=== MATERIAL FOR THE TASK ===

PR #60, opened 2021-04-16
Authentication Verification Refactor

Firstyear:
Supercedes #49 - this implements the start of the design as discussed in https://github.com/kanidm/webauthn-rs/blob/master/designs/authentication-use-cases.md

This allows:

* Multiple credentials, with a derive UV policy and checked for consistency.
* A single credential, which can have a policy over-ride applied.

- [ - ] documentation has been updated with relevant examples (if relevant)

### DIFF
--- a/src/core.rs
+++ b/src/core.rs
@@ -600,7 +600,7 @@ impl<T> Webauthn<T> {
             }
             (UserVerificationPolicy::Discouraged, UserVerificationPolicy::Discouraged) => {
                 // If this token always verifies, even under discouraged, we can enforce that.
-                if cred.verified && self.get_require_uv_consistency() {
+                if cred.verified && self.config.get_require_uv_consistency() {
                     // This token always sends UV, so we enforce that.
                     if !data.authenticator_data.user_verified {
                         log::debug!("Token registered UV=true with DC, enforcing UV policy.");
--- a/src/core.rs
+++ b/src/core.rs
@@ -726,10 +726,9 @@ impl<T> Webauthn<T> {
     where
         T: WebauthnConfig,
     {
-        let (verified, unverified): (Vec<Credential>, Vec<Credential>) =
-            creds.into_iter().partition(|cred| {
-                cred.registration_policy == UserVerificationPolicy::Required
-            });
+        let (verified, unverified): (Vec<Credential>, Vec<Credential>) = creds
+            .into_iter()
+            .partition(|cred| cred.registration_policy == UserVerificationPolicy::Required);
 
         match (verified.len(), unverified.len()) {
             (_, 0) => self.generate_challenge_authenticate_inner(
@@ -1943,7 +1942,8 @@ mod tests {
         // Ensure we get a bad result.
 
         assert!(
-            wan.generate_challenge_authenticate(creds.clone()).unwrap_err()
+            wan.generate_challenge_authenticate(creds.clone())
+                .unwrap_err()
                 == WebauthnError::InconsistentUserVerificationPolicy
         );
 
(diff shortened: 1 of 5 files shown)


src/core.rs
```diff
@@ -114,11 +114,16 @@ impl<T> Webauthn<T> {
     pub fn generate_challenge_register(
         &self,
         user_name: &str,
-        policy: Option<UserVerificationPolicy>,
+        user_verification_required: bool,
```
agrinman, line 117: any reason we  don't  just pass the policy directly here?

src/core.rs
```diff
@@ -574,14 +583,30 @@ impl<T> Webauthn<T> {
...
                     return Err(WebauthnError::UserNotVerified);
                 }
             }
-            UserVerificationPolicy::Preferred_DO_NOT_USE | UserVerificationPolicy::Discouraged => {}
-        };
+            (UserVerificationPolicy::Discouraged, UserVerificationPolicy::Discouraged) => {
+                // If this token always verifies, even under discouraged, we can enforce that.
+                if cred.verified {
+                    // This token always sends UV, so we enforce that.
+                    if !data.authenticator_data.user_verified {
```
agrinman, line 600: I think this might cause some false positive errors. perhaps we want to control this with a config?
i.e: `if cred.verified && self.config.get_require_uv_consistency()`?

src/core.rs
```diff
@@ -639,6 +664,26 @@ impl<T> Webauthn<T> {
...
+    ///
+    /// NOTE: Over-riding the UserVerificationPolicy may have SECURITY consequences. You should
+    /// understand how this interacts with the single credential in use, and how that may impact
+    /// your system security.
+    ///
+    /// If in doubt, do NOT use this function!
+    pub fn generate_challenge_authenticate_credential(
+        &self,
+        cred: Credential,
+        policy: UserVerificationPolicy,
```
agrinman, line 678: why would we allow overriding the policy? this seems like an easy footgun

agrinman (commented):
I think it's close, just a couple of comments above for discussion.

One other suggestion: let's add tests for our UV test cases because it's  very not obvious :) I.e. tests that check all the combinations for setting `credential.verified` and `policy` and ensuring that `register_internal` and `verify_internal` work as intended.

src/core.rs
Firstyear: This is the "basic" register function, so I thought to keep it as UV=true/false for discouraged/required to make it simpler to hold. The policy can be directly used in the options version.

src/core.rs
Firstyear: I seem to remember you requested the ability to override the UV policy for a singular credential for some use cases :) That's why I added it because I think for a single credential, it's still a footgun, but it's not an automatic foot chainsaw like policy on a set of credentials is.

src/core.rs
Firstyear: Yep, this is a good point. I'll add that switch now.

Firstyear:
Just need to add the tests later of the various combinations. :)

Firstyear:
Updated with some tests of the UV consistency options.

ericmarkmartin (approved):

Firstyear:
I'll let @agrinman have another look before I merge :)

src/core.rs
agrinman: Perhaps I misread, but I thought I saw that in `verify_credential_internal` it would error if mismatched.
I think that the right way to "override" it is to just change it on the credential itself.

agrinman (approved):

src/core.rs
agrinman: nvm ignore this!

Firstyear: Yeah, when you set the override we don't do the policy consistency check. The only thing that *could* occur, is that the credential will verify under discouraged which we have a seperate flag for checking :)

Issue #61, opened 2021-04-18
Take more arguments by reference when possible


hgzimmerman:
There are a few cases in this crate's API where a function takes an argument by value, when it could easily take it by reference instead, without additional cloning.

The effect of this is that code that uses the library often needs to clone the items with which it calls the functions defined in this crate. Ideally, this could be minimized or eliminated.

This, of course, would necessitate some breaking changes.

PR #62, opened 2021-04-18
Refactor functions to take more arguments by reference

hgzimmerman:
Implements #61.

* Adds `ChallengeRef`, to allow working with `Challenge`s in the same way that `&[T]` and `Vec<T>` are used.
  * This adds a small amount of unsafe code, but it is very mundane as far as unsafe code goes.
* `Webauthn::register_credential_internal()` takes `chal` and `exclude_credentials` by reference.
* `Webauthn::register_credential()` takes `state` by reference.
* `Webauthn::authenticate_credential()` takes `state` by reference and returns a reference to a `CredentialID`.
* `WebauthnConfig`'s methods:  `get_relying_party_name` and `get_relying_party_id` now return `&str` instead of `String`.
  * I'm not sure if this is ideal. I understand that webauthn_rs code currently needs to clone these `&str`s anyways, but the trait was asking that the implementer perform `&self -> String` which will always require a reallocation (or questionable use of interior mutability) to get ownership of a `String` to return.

===
=== MATERIAL FOR THE TASK ===

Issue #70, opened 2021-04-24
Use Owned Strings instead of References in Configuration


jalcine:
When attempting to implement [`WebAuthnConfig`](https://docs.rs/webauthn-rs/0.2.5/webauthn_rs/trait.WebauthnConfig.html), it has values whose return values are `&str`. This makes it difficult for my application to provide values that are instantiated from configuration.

===
=== MATERIAL FOR THE TASK ===

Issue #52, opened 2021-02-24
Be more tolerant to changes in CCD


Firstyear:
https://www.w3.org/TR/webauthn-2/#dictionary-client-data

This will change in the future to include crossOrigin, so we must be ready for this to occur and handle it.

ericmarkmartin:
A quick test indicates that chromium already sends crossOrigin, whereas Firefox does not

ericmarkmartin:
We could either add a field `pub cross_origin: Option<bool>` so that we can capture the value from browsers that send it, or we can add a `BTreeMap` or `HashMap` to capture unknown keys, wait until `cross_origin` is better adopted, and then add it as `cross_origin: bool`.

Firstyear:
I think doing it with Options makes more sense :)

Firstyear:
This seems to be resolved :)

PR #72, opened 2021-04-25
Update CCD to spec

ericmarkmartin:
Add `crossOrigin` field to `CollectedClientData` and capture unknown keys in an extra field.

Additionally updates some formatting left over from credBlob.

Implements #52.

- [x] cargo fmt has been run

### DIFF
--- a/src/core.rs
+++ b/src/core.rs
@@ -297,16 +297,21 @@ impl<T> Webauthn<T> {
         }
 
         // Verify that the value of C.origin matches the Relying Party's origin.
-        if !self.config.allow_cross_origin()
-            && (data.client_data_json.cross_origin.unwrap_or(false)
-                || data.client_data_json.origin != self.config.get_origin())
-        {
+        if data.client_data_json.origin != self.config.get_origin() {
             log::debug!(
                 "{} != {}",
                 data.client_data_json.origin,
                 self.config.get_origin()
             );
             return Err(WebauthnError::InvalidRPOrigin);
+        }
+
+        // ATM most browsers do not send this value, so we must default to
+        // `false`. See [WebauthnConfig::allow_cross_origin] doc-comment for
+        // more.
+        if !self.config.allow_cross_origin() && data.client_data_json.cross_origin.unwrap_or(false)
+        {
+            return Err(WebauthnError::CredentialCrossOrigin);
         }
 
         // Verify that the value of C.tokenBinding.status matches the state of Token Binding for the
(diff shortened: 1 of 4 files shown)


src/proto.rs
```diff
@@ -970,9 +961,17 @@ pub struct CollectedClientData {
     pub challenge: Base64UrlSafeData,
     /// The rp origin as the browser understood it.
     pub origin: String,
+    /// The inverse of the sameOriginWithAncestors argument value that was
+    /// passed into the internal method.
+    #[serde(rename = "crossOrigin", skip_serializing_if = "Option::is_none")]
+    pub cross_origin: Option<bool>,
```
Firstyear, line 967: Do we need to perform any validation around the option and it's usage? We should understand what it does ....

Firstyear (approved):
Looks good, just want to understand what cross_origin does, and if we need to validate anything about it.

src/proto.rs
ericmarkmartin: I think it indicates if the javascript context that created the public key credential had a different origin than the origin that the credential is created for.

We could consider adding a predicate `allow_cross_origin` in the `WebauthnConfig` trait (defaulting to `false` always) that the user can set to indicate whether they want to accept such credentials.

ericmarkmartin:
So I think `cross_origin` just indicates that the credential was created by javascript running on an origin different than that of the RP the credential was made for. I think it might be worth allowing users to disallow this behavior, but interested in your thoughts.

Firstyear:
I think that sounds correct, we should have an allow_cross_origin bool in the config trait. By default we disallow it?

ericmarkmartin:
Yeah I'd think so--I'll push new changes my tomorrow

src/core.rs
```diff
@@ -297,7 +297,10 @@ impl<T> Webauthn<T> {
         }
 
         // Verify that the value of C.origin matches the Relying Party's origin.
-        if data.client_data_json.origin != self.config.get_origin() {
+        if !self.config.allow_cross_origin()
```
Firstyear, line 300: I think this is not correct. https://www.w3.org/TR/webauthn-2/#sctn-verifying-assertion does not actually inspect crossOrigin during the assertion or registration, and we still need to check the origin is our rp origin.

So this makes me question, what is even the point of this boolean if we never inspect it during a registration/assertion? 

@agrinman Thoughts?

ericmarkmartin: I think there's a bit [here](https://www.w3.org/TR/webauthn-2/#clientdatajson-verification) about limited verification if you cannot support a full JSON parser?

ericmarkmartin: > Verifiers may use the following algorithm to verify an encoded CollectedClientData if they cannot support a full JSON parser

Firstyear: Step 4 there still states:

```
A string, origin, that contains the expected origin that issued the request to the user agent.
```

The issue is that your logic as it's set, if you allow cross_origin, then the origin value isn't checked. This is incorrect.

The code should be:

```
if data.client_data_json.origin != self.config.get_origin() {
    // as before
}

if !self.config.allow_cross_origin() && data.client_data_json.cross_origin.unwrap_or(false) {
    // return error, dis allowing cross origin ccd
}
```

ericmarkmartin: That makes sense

===

For the material above, count the lines where the string "support" appears and reply with the count only.

2